■ Task inputs:
★ ★ ★

PR #939, opened 2022-12-03
Add tanLambda cuts

sarahgaiser:
work in progress

### DIFF
--- a/tracking/src/main/java/org/hps/recon/tracking/gbl/GBLOutputDriver.java
+++ b/tracking/src/main/java/org/hps/recon/tracking/gbl/GBLOutputDriver.java
@@ -80,6 +80,9 @@ public class GBLOutputDriver extends Driver {
 
     private double minPhi = -999.9;
     private double maxPhi = 999.9;
+
+    private double minTanL = 0.015;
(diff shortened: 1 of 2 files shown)


pbutti:
Hi Sarah, the cuts should be done at track reconstruction level instead at plotting level. 
Making cuts at track reconstruction level (i.e. SimpleGBLTrajAliDriver) would harmonize what is used for alignment and what is used for monitoring. 
In fact the tanLambda cuts can already be applied at that stage see:
https://github.com/JeffersonLab/hps-java/blob/master/tracking/src/main/java/org/hps/recon/tracking/gbl/SimpleGBLTrajAliDriver.java#L352

cbravo135:
Hi PF, there are times when I personally run GBLOutputDriver and not SimpleGBLTrajAliDriver, and would like to be able to have these kinds of cuts possible there too.

pbutti:
Is it clear why CI fails?

cbravo135:
Relaunched CI and they passed. @pbutti

cbravo135 (approved):

pbutti (approved):

PR #940, opened 2022-12-06
Avoid order O(clusters.size()) operation when debug is disabled.

omar-moreno:


cbravo135 (approved):
Thanks for the hotfix

alspellm (approved):
bien

PR #941, opened 2022-12-08
Add a standalone driver to make final state particles.

### LINKED ISSUE #942: ReconParticleDriver --> FinalStateParticleDriver and VertexingDriver
Currently, ReconParticleDriver handles

- The creation of track-cluster pairs via the specified matcher.
- The creation of ReconstructedParticles from track-cluster matches and from unmatched tracks and clusters.
- Vertexing of the resulting ReconstructedParticles using several algorithms.
- The creation of "V0" particles from the resulting vertexed particles. 

The driver has become difficult to work with so this issue aims to breakup the driver into simpler, easier to work with drivers. This will be achieved by doing the following
- Adding a driver used to create FinalStateParticles only. For now, the driver will also handle calling of the track-cluster matcher.
- Adding a driver that uses the collection of FinalStateParticles to creat "v0" particles. Instead of having a single driver use all fitting algorithms, only a single algorithm will be used per driver.  The use of different fitting algos can be achieved by using a different instance per algo. 

To-Do: 

- [x] Creation of FinalStateParticles (#941)
- [ ] Electron and positron collections are created in FinalStateParticleDriver and marked transient.
- [ ] Creation of V0 particles.
- [ ] Validate and update steering files

Notes: 
- Currently, the method TrackClusterMatcher::matchTracksToClusters requires a List<List<Track>> as a argument.  This should be update such that the method only requires a List<Track> and an additional method that handles a List<List<Track>> can be added.
- The method TrackClusterMatcher::matchTracksToClusters should be simplified. A lot of these parameters should be set independently or passed via the constructor. 
- Are the "MOUSE" cuts being used? If not, the use of the class should be removed.

omar-moreno:
This is part of a series of changes aimed at simplifying HpsReconParticleDriver.

### DIFF
--- a/recon/src/main/java/org/hps/recon/particle/FinalStateParticleDriver.java
+++ b/recon/src/main/java/org/hps/recon/particle/FinalStateParticleDriver.java
@@ -1,0 +1,364 @@
+package org.hps.recon.particle;
+
+import java.util.ArrayList;
+import java.util.HashMap;
+import java.util.List;
+
+import org.lcsim.event.base.BaseReconstructedParticle;
+import org.lcsim.event.base.BaseCluster;
+import org.lcsim.event.Cluster;
+import org.lcsim.event.EventHeader;
+import org.lcsim.event.ReconstructedParticle;
+import org.lcsim.event.Track;
+import org.lcsim.geometry.Detector;
+import org.lcsim.geometry.subdetector.HPSEcal3;
+import org.lcsim.util.Driver; 
+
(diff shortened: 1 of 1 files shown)


cbravo135 (approved):
Single commit adding a Driver which is not yet instantiated in any steering file, so generally safe. Thanks Omar!

sarahgaiser:
I only understand half of it but looks great in my opinion. I appreciate the comments explaining everything!

sarahgaiser (approved):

★ ★ ★

■ Exercise goal: Copy the records above exactly, beginning at the line that contains "- Adding a driver used" and stopping after the line that contains "- [x] Creation of FinalStateParticles (#941)".

■ Solution for this task:
- Adding a driver used to create FinalStateParticles only. For now, the driver will also handle calling of the track-cluster matcher.
- Adding a driver that uses the collection of FinalStateParticles to creat "v0" particles. Instead of having a single driver use all fitting algorithms, only a single algorithm will be used per driver.  The use of different fitting algos can be achieved by using a different instance per algo. 

To-Do: 

- [x] Creation of FinalStateParticles (#941)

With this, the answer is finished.